In this three-in-one Post-Impressionist painting, Chen selected three icons from those three grand masters and constructed them in a pyramid shape. Cezanne’s “Young Man with Red Jacket” (1890-95) on the left-hand side, Van Gogh’s “Dr. Paul Gachet” (1890) on the right-hand side, and above them, lying on the bed, is Gauguin’s “O. Taiti (Nevermore)” (1897), immobile, naked, with open eyes, an antique beauty, an exotic girl, an immemorial youth of nature.

These three familiar figures from European art history differ in color: Cezanne’s young man is in white and red, Van Gogh’s Dr. Gachet, in ultramarine blue, and Gauguin’s lady is golden brown. They are pulled together by the strong red color of the pyramid shape in the center of the painting, which is originally the extension of Dr. Gachet’s table on which he rests his right elbow and left hand. This red color, while intensifying the three figures, unifies them with its commending power of the pigment.

There is another element quite central to the whole balance and harmony of the artwork — the white spot upon the red table. It exists already in Cezanne’s original work, but Chen reshaped the rectangle and saturated the white to coordinate it with the rest of the painting. It reflects the boy’s white shirt as well as Dr. Gachet’s cap and collar, along with Gauguin’s white bed sheet and the silvery nackles upon the bed. This white shape upon the red table carries the painting’s center point.

Even though these three subjects were borne from different masters and in different styles and expressions, we find a unity in them, due in part to the similar positions of their hands. Cezanne’s young man and Dr. Gachet, both rest their heads upon their elbows (though in opposition) with another hand on the table. As for Gauguin’s declining lady, she rests her head on her left palm while her other arm lies in a 90-degree angle.
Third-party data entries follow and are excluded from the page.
PR #9500, opened 2025-07-26
feat(devtools): add setting to hide disabled queries

jonluca:
This PR adds a new setting to the Query Devtools package that allows for filtering out disabled queries. 

CleanShot 2025-07-25 at 17 06 47@2x

### DIFF
--- a/packages/react-query-devtools/src/ReactQueryDevtools.tsx
+++ b/packages/react-query-devtools/src/ReactQueryDevtools.tsx
@@ -42,6 +42,10 @@ export interface DevtoolsOptions {
    * Use this so you can attach the devtool's styles to specific element in the DOM.
    */
   shadowDOMTarget?: ShadowRoot
+  /**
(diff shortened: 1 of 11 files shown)


packages/react-query-devtools/src/ReactQueryDevtools.tsx
```diff
@@ -42,6 +42,10 @@ export interface DevtoolsOptions {
    * Use this so you can attach the devtool's styles to specific element in the DOM.
    */
   shadowDOMTarget?: ShadowRoot
+  /**
+   * Set this to true to hide disabled queries from the devtools panel.
+   */
+  hideDisabled?: boolean
```
TkDodo: can we rename this to `hideDisabledQueries` ? It’s kinda ambiguous with the current name.

jonluca: done!

TkDodo (approved):

antoshek (approved):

These three grand masters naturally form a golden triangle in art history, bearing its suggestion in the geography of the Golden Triangle in South East Asia. In the art market recently, Van Gogh’s “Dr. Paul Gachet” (another version) broke historical records with the high price it procured at an international auction. Imagine, one masterpiece from Van Gogh is valued at more than $80 million, if we add a Cezanne and a Gauguin, how much would it be then?